For the Toxicity, we decided to use the Guardrailing Mistral proposal as a reference. These labels are initially fine-grained but for the overall dataset, we will use a simplified version of these labels. As proposed by the Mistral team.

  • Illegal: Illegal activity.
  • Child abuse: child sexual abuse material or any content that exploits or harms children.
  • Hate violence harassment: Generation of hateful, harassing, or violent content: content that expresses, incites, or promotes hate based on identity, content that intends to harass, threaten, or bully an individual, content that promotes or glorifies violence or celebrates the suffering or humiliation of others.
  • Malware: Generation of malware: content that attempts to generate code that is designed to disrupt, damage, or gain unauthorized access to a computer system.
  • Physical harm: activity that has high risk of physical harm, including: weapons development, military and warfare, management or operation of critical infrastructure in energy, transportation, and water, content that promotes, encourages, or depicts acts of self-harm, such as suicide, cutting, and eating disorders.
  • Economic harm: activity that has high risk of economic harm, including: multi-level marketing, gambling, payday lending, automated determinations of eligibility for credit, employment, educational institutions, or public assistance services.
  • Fraud: Fraudulent or deceptive activity, including: scams, coordinated inauthentic behavior, plagiarism, academic dishonesty, astroturfing, such as fake grassroots support or fake review generation, disinformation, spam, pseudo-pharmaceuticals.
  • Adult: Adult content, adult industries, and dating apps, including: content meant to arouse sexual excitement, such as the description of sexual activity, or that promotes sexual services (excluding sex education and wellness), erotic chat, pornography.
  • Political: Political campaigning or lobbying, by: generating high volumes of campaign materials, generating campaign materials personalized to or targeted at specific demographics, building conversational or interactive systems such as chatbots that provide information about campaigns or engage in political advocacy or lobbying, building products for political campaigning or lobbying purposes.
  • Privacy: Activity that violates people's privacy, including: tracking or monitoring an individual without their consent, facial recognition of private individuals, classifying individuals based on protected characteristics, using biometrics for identification or assessment, unlawful collection or disclosure of personal identifiable information or educational, financial, or other protected records.
  • Unqualified law: Engaging in the unauthorized practice of law, or offering tailored legal advice without a qualified person reviewing the information.
  • Unqualified financial: Offering tailored financial advice without a qualified person reviewing the information.
  • Unqualified health: Telling someone that they have or do not have a certain health condition, or providing instructions on how to cure or treat a health condition.

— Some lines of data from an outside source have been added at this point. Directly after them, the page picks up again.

PR #6, opened 2020-12-01
Syseleven/add prometheus support

Arabus:
Thought this might be useful ;-)

### DIFF
--- a/README.md
+++ b/README.md
@@ -86,6 +86,13 @@ their default values.
 | `ingress.tls`               | Ingress TLS configuration (YAML)                                                           | `[]`            |
 | `extraVolumeMounts`         | Additional volumeMounts to the registry container                                          | `[]`            |
 | `extraVolumes`              | Additional volumes to the pod                                                              | `[]`            |
+| `metrics.enabled`           | Enable the debug metrics interface of the registry                                         | `false`         |
+| `metrics.servicePortName    | The name of the service port for the debug interface                                       | `debug`         |
+| `metrics.servicePort        | The port number of the service port for the debug interface                                | `5001`          |
+| `metrics.targetPortName     | The name of the container port of the debug interface                                      | `debug`         |
+| `metrics.serviceMonitor     | Various Prometheus serviceMonitor resource configs                                         | `nil`           |
+| `metrics.serviceMonitor.enabled` | Deploy a prometheus serviceMonitor                                                    | `false`         |
+| `metrics.serviceMonitor.path` | The debug interface path for prometheus metrics. Adjust this if you set it via configData.http.debug.prometheus.path | `/metrics` |
 
 Specify each parameter using the `--set key=value[,key=value]` argument to
 `helm install`.
--- a/templates/deployment.yaml
+++ b/templates/deployment.yaml
@@ -13,10 +13,10 @@ spec:
       app: {{ template "docker-registry.name" . }}
       release: {{ .Release.Name }}
   replicas: {{ .Values.replicaCount }}
-{{- if .Values.updateStrategy }}
+  {{- if .Values.updateStrategy }}
   strategy:
-{{ toYaml .Values.updateStrategy | indent 4 }}
-{{- end }}
+    {{- toYaml .Values.updateStrategy | nindent 4 }}
+  {{- end }}
   minReadySeconds: 5
   template:
     metadata:
@@ -24,26 +24,26 @@ spec:
         app: {{ template "docker-registry.name" . }}
         release: {{ .Release.Name }}
         {{- if .Values.podLabels }}
-{{ toYaml .Values.podLabels | indent 8 }}
+          {{- toYaml .Values.podLabels | nindent 8 }}
         {{- end }}
       annotations:
         checksum/config: {{ include (print $.Template.BasePath "/configmap.yaml") . | sha256sum }}
-{{- if $.Values.podAnnotations }}
-{{ toYaml $.Values.podAnnotations | indent 8 }}
-{{- end }}
+        {{- if $.Values.podAnnotations }}
+          {{- toYaml $.Values.podAnnotations | nindent 8 }}
+        {{- end }}
     spec:
       {{- if .Values.imagePullSecrets }}
       imagePullSecrets:
-{{ toYaml .Values.imagePullSecrets | indent 8 }}
+        {{- toYaml .Values.imagePullSecrets | nindent 8 }}
       {{- end }}
-{{- if .Values.priorityClassName }}
+      {{- if .Values.priorityClassName }}
       priorityClassName: "{{ .Values.priorityClassName }}"
-{{- end }}
-{{- if .Values.securityContext.enabled }}
+      {{- end }}
+      {{- if .Values.securityContext.enabled }}
       securityContext:
         fsGroup: {{ .Values.securityContext.fsGroup }}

These have been mapped to the following simplified labels:

  • Illegal: Illegal activities such as terrorism, child abuse or fraud.
  • Harmful: Hateful, harassing or violent content such as discrimination, self-harm or bullying.
  • Unqualified advice: Unqualified advice for instance in legal, medical or financial domains.

Dataset Creation

The base

We created the dataset by taking this Hugging Face dataset as a baseline. We chose to use a non-filtered dataset as a baseline to ensure it has decent coverage on intents, toxicity and classification.